BEGIN Data extract
PR #148, opened 2018-01-18
PAR-1109: Address field needs to accept non-UK postcodes.

stemount:
After trying quite a number of quite hacky methods I found that you can configure the constraints field level just by editing the field settings.

This PR also fixes the bug in PAR-996: Address validation error message format not GDS compliant - but not the titles.

- [x] update the file to not take into account State/County/Emirate and City/Town
- [x] confirm uk postcode checker works
- [x] add other to Nation
- [x] add a country select box if select Nation = Other

### DIFF
--- a/tests/src/features/2-user-journey-organisation-user-update-partnership.feature
+++ b/tests/src/features/2-user-journey-organisation-user-update-partnership.feature
@@ -18,7 +18,7 @@ Feature: Business User - Manage Addresses
 
         # EDIT REGISTERED ADDRESS
 
-        When  I click on the link "edit address"
+        When I click on the link "edit address"
         And I clear the inputfield "#edit-address-line1"
         And I clear the inputfield "#edit-address-line2"
         And I clear the inputfield "#edit-town-city"
@@ -31,12 +31,10 @@ Feature: Business User - Manage Addresses
         Then I expect that element ".error-summary" does exist
         And I add "1 Change St" to the inputfield "#edit-address-line1"
         And I click on the button "#edit-save"
-        Then I expect that element ".error-summary" does exist
+        When I click on the link "edit address"
         And I add "New Change" to the inputfield "#edit-address-line2"
-        And I click on the button "#edit-save"
-        Then I expect that element ".error-summary" does exist
-        When I add "London" to the inputfield "#edit-town-city"
-        When I add "London" to the inputfield "#edit-county"
+        And I add "London" to the inputfield "#edit-town-city"
+        And I add "London" to the inputfield "#edit-county"
         And I select the option with the text "England" for element "#edit-nation"
         When I click on the button "#edit-save"
         Then I expect that element "#edit-registered-address" contains the text "1 Change St"
--- a/tests/src/features/2-user-journey-organisation-user-update-partnership.feature
+++ b/tests/src/features/2-user-journey-organisation-user-update-partnership.feature
@@ -37,7 +37,7 @@ Feature: Business User - Manage Addresses
         Then I expect that element ".error-summary" does exist
         When I add "London" to the inputfield "#edit-town-city"
         When I add "London" to the inputfield "#edit-county"
-        And I select the option with the text "England" for element "#edit-country"
+        And I select the option with the text "England" for element "#edit-nation"
         When I click on the button "#edit-save"
         Then I expect that element "#edit-registered-address" contains the text "1 Change St"
         And I expect that element "#edit-registered-address" contains the text "New Change"
--- a/web/modules/custom/par_flows/src/Form/ParBaseForm.php
+++ b/web/modules/custom/par_flows/src/Form/ParBaseForm.php
@@ -446,7 +446,7 @@ abstract class ParBaseForm extends FormBase implements ParBaseInterface {
         else {
           $arguments = ['@field' => $field_label];
         }
-        $message = $this->t($violation->getMessage()->getUntranslatedString(), ['@field' => $field_label]);
+        $message = $this->t($violation->getMessage()->render(), ['@field' => $field_label]);
 
         $url = Url::fromUri('internal:#', $options);
         $link = Link::fromTextAndUrl($message, $url)->toString();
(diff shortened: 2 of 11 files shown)


web/modules/features/par_partnership_flows/src/Form/ParPartnershipFlowsAddressForm.php
```diff
@@ -92,6 +96,7 @@ public function retrieveEditableValues(ParDataPartnership $par_data_partnership
       $this->loadDataValue("town_city", $address->get('locality')->getString());
       $this->loadDataValue("county", $address->get('administrative_area')->getString());
       $this->loadDataValue("country", $par_data_premises->get('nation')->getString());
+      $this->loadDataValue("country_code", $par_data_premises->get('country_code')->getString());
```
kalpaitch: There's no such field as this.

kalpaitch: I think you mean `$address->get('country_code')`

stemount: this is what chokes

web/modules/features/par_partnership_flows/src/Form/ParPartnershipFlowsAddressForm.php
```diff
@@ -133,25 +138,36 @@ public function buildForm(array $form, FormStateInterface $form_state, ParDataPa
       '#default_value' => $this->getDefaultValues("county"),
     ];
 
-    $form['country'] = [
+    $form['nation'] = [
       '#type' => 'select',
       '#title' => $this->t('Select your Nation'),
       '#options' => $premises_bundle->getAllowedValues('nation'),
       '#default_value' => $this->getDefaultValues("country"),
```
kalpaitch: This needs to change to `$this->getDefaultValues("nation")`

jon-edery:
Checks tests

tests/src/features/2-user-journey-organisation-user-update-partnership.feature
```diff
@@ -31,12 +31,10 @@ Feature: Business User - Manage Addresses
...
         And I add "1 Change St" to the inputfield "#edit-address-line1"
         And I click on the button "#edit-save"
-        Then I expect that element ".error-summary" does exist
+        When I click on the link "edit address"
         And I add "New Change" to the inputfield "#edit-address-line2"
-        And I click on the button "#edit-save"
-        Then I expect that element ".error-summary" does exist
-        When I add "London" to the inputfield "#edit-town-city"
-        When I add "London" to the inputfield "#edit-county"
+        And I add "London" to the inputfield "#edit-town-city"
```
kalpaitch: If we're changing these tests it seems we've done too much. Why is there an error here?

web/modules/features/par_partnership_flows/src/Form/ParPartnershipFlowsAddressForm.php
```diff
@@ -188,8 +204,15 @@ public function submitForm(array &$form, FormStateInterface $form_state) {
         'postal_code' => $this->getTempDataValue('postcode'),
       ];
 
+      $nation = $this->getTempDataValue('nation');
+
+      // Override any country code where nation field does not contain Other.
```
kalpaitch: Just a little note about perhaps getting this into the validation. If nation != other and country_code != GB throw a tizzy.

web/modules/custom/par_flows/src/Form/ParBaseForm.php
```diff
@@ -446,7 +446,7 @@ public function setFieldViolations($name, FormStateInterface &$form_state, Entit
         else {
           $arguments = ['@field' => $field_label];
         }
-        $message = $this->t($violation->getMessage()->getUntranslatedString(), ['@field' => $field_label]);
+        $message = $this->t($violation->getMessage()->render(), ['@field' => $field_label]);
```
kalpaitch: We didn't mean to change this.

web/modules/features/par_partnership_flows/src/Form/ParPartnershipFlowsAddressForm.php
```diff
@@ -188,8 +204,10 @@ public function submitForm(array &$form, FormStateInterface $form_state) {
         'postal_code' => $this->getTempDataValue('postcode'),
       ];
 
+      $nation = $this->getTempDataValue('nation');
+
       $premises->set('address', $address);
-      $premises->set('nation', $this->getTempDataValue('country'));
+      $premises->set('nation', $nation);
```
kalpaitch:
```
if ($premises->get('address')->get('country_code') == GB) {
  $premises->set('nation', $nation);
}
```

stemount: @kalpaitch Other is a valid nation option so we should save it.

web/modules/custom/par_flows/src/Form/ParBaseForm.php
stemount: This was intentional, the errors do not even specify what field is wrong in the messages title. If this is still acceptable, then revert it.

web/modules/features/par_partnership_flows/src/Form/ParPartnershipFlowsAddressForm.php
stemount: `visible` is a show/hide in browser screen state only so it will still save a value. :)

web/modules/custom/par_flows/src/Form/ParBaseForm.php
kalpaitch: Hmm, without thoroughly testing I'm not sure about this. Would be good to keep in a separate ticket, perhaps we can put it in the ticket that was about correcting the validation, that way we can make sure we test thoroughly.

web/modules/features/par_partnership_flows/src/Form/ParPartnershipFlowsAddressForm.php
kalpaitch: Cool, I don't reckon we should have 'Other' as an option, we're entering data that isn't valid.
END Data extract
Task item:
In the entries above, find each line with the word "getDefaultValues" and show it.

Result of the exercise:
       '#default_value' => $this->getDefaultValues("county"),
       '#default_value' => $this->getDefaultValues("country"),
kalpaitch: This needs to change to `$this->getDefaultValues("nation")`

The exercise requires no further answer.